I don't find it surprising that an association exists between teens viewing online pornography and higher rates of risky sexual behaviors.

But, we should take note that the study did not find a causal link that viewing internet porn results in the increase in risky sexual behaviors. Without a clear causal link, it might be argued that teens engaging in risky sexual behaviors may be a factor in leading them to watch online porn, or perhaps that some other mechanism leads kids to watch online porn and that same mechanism also leads them to engage in risky sexual behaviors.

A study by Australian researchers at the University of New South Wales and the University of Melbourne indicates an association between internet pornography and the sexual health of teenagers, with a review of literature in the area finding a strong correlation between teenage consumers of online porn and risky sexual behavior.

The study was based on a review of research in the area and on experiences in a number of countries, but primarily the United States.

Young people who reported having visited sexually explicit websites were more likely to have higher numbers of sexual partners, engage in a wider diversity of sexual practices, and use alcohol or drugs in association with sexual encounters,” according to the study.
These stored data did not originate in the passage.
PR #109, opened 2026-04-11
Refactor linearization: extract visitor pattern, clean up type casts and position handling

jesyspa:
## Summary
- Extract all linearization logic (`toViper`, `toViperStoringIn`, etc.) from `ExpEmbedding` subclasses into a `LinearizationVisitor`, using the existing `ExpVisitor` infrastructure. Concrete `ExpEmbedding` types are now pure data holders.
- Simplify the `Linearizable` hierarchy: remove `toViperSideEffects`, merge `NoResultLinearizable` into `UnitResultLinearizable`.
- Move `withType()` casts from linearization time to embedding construction sites (`Assign`, `Declare`, `Return`, `If` branches, `FieldModification`), so type correctness is established earlier in the pipeline.
- Change `LinearizationContext` methods to accept `Linearizable` instead of `ExpEmbedding`, eliminating redundant `toLinearizable()` re-entry that lost visitor state.
- Decompose `addFieldAccessStoringIn` to take receiver and field separately, removing the need to re-linearize `FieldAccess` embeddings.
- Add `source` parameter to `toLinearizable()` for position propagation; capture the `LinearizationVisitor` in base `Linearizable` classes for child iteration.
- Extract `DebugTreeViewVisitor` using the same visitor pattern; add `children()` to all `ExpEmbedding` types, remove `subexpressions`.
- Convert `AccEmbedding`, `ForAllEmbedding`, `SequentialAnd`, `SequentialOr` to data classes.

## Test plan
- [x] All existing tests pass
- [ ] Review that linearization behavior is preserved for edge cases (unit-returning functions, InhaleInvariants, InvokeFunctionObject)

### DIFF
--- a/formver.compiler-plugin/core/src/org/jetbrains/kotlin/formver/core/linearization/Linearizable.kt
+++ b/formver.compiler-plugin/core/src/org/jetbrains/kotlin/formver/core/linearization/Linearizable.kt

These factors have been associated with higher rates of sexually transmitted diseases.

"We found that there were consistent associations in surveys of young adolescents between reporting exposure to online sexual content, and reporting having engaged in earlier, more diverse, or riskier sexual activity," said Dr. Rebecca Guy of the Kirby Institute’s Sexual Health Program at the University of NSW. However, "the design of the studies did not allow a clear conclusion to be drawn as to whether the relationship was a causal one."

The study was published in the Medical Journal of Australia.